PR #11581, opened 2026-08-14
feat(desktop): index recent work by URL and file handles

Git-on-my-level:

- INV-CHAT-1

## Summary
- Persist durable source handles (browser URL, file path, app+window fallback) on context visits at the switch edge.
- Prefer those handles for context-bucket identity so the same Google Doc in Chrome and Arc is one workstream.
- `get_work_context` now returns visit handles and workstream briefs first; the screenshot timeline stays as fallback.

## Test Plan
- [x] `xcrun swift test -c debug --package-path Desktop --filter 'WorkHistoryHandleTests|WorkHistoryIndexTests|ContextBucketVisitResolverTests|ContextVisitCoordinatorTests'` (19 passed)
...
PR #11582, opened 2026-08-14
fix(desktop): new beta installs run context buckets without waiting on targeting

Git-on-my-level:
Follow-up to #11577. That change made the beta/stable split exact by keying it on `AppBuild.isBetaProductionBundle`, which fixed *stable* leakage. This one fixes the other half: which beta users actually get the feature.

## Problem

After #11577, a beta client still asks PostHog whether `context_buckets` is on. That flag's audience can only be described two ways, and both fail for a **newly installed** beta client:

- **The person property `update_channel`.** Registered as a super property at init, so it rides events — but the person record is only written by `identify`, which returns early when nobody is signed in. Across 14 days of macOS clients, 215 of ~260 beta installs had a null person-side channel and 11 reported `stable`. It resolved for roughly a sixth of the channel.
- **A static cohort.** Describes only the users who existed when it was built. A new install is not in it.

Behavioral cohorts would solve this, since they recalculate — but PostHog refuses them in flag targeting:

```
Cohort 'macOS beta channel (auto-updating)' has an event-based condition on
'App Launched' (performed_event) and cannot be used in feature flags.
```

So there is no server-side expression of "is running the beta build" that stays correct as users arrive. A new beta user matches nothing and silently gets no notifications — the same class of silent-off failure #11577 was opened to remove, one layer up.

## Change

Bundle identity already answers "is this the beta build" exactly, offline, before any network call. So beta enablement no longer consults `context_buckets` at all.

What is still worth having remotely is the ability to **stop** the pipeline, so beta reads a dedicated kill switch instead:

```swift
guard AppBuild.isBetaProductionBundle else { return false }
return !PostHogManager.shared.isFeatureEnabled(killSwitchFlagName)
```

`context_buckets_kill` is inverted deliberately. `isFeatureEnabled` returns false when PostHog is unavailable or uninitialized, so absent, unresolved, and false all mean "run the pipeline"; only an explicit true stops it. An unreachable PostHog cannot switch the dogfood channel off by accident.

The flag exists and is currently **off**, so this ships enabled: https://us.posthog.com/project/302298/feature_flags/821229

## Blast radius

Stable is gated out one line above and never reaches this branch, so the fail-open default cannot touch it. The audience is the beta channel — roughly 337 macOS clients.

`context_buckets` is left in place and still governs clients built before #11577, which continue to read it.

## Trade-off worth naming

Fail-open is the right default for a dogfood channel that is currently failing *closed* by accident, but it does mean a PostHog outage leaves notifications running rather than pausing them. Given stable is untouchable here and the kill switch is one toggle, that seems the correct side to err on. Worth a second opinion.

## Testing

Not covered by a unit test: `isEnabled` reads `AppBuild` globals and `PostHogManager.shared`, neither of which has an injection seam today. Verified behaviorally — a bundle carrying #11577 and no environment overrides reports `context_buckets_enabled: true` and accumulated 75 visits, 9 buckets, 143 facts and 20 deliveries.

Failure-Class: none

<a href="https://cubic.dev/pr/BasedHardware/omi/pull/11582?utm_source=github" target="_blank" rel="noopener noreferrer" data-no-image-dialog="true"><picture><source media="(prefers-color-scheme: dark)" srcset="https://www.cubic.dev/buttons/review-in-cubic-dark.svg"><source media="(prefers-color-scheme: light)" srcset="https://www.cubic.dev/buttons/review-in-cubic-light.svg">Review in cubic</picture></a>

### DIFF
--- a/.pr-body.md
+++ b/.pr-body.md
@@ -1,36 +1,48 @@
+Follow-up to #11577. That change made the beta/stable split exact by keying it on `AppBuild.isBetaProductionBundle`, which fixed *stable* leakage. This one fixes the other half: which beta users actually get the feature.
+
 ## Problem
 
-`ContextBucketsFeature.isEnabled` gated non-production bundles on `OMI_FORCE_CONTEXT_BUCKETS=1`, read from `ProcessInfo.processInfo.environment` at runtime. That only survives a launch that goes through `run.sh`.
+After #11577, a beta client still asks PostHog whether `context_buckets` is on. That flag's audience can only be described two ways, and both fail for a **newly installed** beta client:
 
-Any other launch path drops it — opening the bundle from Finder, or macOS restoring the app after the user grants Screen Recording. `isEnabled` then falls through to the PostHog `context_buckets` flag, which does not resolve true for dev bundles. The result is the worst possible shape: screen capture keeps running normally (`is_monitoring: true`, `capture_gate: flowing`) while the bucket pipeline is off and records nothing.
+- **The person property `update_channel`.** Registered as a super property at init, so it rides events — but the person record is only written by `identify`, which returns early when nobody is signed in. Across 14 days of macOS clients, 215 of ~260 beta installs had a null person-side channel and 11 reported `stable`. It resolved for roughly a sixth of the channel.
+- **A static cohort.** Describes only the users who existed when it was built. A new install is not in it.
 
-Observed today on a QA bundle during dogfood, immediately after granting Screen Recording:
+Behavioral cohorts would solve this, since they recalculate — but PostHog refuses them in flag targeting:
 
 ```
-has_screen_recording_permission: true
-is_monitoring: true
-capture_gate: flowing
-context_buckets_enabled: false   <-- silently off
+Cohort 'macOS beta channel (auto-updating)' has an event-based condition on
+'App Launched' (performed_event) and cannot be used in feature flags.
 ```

> **TASK GOAL**
Every line of the listing that holds "gated" counts once. Say how many such lines there are, using only a number.

> **PROBLEM SOLUTION**
2